Sumida en una ansiedad desagradable, no noté cuando el pórtico se entreabrió y de allí se desprendió una figura más bien menuda, de hombros anchos y rizos quisquillosamente atendidos.

—Rosi—, dijo él, como si se le hubiera escapado un suspiro. 

—Hola, Nico.

Lo ceñí entre mis brazos y rocé las hebras de su pelo dócilmente con las puntas de mis dedos. Estaba más fornido que la última vez que lo tuve a mi lado, y ahora olía a hierbas medicinales. 

—No sabés lo mucho que me hiciste falta— dijo, sosteniéndome la mirada y queriéndo enregarme su mencionada desazón. —Vamos dentro, hay gente esperando por vos. 

Colocó su mano derecha en mi espalda y sentí que me impulsaba hacia delante. Mis pies parecían no tener intención de desplazarse y dudé en zarandearlos para que se desadormezcan. Martín obtuvo el tercer puesto y yo el segundo. Juliana logró ganar el reality, y, aunque nunca desconfié de su idoneidad en carácter de campeona, mentiría si dijera que no resulté desconcertada. Quizá (o probablemente) no fue el desenlace de la competencia lo que me inquietó sino la prescripción de la misma. Fue una cachetada de palma abierta por parte de la realidad, que en vez de causarme euforia me entumeció.  

Me entumeció hasta hoy, un día después de haberme lanzado de clavado a la piscina de la libertad, en la cual no sé muy bien cómo nadar.

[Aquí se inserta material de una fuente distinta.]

PR #158, opened 2024-07-10
Couchbase2-core/Protostellar initial commit

Matt-Woz:
- Added Protostellar package w/ proto autogen
- initial commit w/ couchbase2-core package


.github/workflows/build.yml
```diff
@@ -42,6 +44,18 @@ jobs:
         run: sudo apt-get update && sudo apt-get install gcc-aarch64-linux-gnu -y
         if: matrix.target == 'aarch64-unknown-linux-gnu'
 
+      - name: Install protoc
```
chvck, line 47: If we're checking in the generated files then do we need protoc?

Matt-Woz: No, I don't think so. I removed it from GH actions and moved the proto generation out of the build script into a separate binary

chvck (approved):

PR #168, opened 2024-07-30
Update memdx channel usage to use callbacks where possible

chvck:
Motivation
-----------
Using channels for things like orphan handler requires us to spin up new tasks, the flow is also a bit easier to follow with callbacks.

Changes
-------
Update orphan handling and connection close handling to use callbacks. Rewrite kvclientpool to make this possible.


Matt-Woz (approved):
LGTM!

El gentío me congratulaba e intentaba agasajarme entre miradas recelosas y piropos desmedidos. Los reencuentros con mis compañeros se mezclaron con los besos de mi parentela y sentía que vertiginosamente me agotaba. Y en esa coyuntura di con su figura, recostada sobre la pared grisácea, con un pantalón baggy que se apoyaba en sus caderas huesudas, una camiseta corta de cuello tortuga y su piel que aún a la distancia se notaba tersa y nívea. 

—Hola, Lu. 

Percibí un leve tartamudeo que se deslizaba por mi lengua y me sonrojé. Ella alzó la vista y me concedió una sonrisa ladina que se deslizó por la orilla de sus labios. No pasó desapercibido para mí el chequeo general que realizó sobre mi figura, ni el soplo que contuvo en la faringe y que disfrazó en un carraspeo. 

—Hola, Rosi. 

Sus labios se situaron en mi mejilla, en un beso sonoro y húmedo. Volvió a su posición y tomó un trago abundante de un vaso plástico que se sostenía en la esquina del sillón aledaño a nosotras. El acercamiento fue extrañamente arduo de sostener. Para dos personas con tan honda conexión, me sorprendió la barrera que ella situó entre nosotras. Luego de tantos meses sin siquiera escuchar el eco nuestros chillidos, alimentándonos meramente de recuerdos, soñaba con que aquella proximidad no se hubiera ajado.  Acaso los sueños deben mantenerse en su estado natural, simples sueños.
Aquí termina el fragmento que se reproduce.